Vale a pena ser dito que os montanistas da Frígia no segundo século, apelaram ao uso do evangelho de João por causa do modo como a doutrina era exposta. Essa proximidade geográfica, parece favorecer a idéia de que o evangelho tenha sido originalmente escrito naquela região. Favorece essa conclusão, o fato de que Atos narra entre os capítulos 18e 19 que ainda havia em Éfeso um grupo de discípulos de João Batista. Normalmente se defende que os acontecimentos narrados em Atos teriam acontecido entre 50 e 55 d.C. Portanto, é plausível que a similaridade com os escritos essênios tenham o propósito de alcançar pessoas ainda sob influência do doutrinamento de João Batista. Soma-se a isso, o fato de o quarto evangelho deixar tão evidente um papel secundário e pequeno para João Batista, e enfatizar o seu testemunho a respeito de Cristo. Portanto, embora não se possa afirmar conclusivamente, parece seguro assumir que Irineu está correto sobre a origem do Quarto Evangelho foi em Éfeso, e que João escreve primeiramente para gentios cristãos que precisavam ser fortalecidos em sua fé.
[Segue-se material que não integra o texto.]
PR #13, opened 2016-08-25
Forgot to call getSCMDescriptors

jglick:
Corrects a regresson in #11 whereby, for example, **None** was displayed as an option.

@reviewbybees


abayer:
:bee:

É importante lembrar o leitor que, é bem provável que o pano de fundo conceitual mais apropriado para o evangelho seja o próprio Antigo Testamento e o ambiente da religião judaica ortodoxa do primeiro século, assunto que trataremos quando tratarmos da Teologia do Autor.

[1] Irineu, Opt. Cit. , III, 1, n. 2
[2] Eusébio de Cesaréia, História Eclesiástica. 4.14.3-8
[3] Rudolf Bultmann, Teologia do Novo Testamento. pp.438.
[4] Idem, Ibid.
[5] Idem, pp.442.
[6] Leonard Gopelt, Teologia do Novo Testamento. pp.513-4.
[7] Idem, pp. 514
[8] Werner Gerog Kümmel, Síntese Teológica do Novo Testamento. pp.318.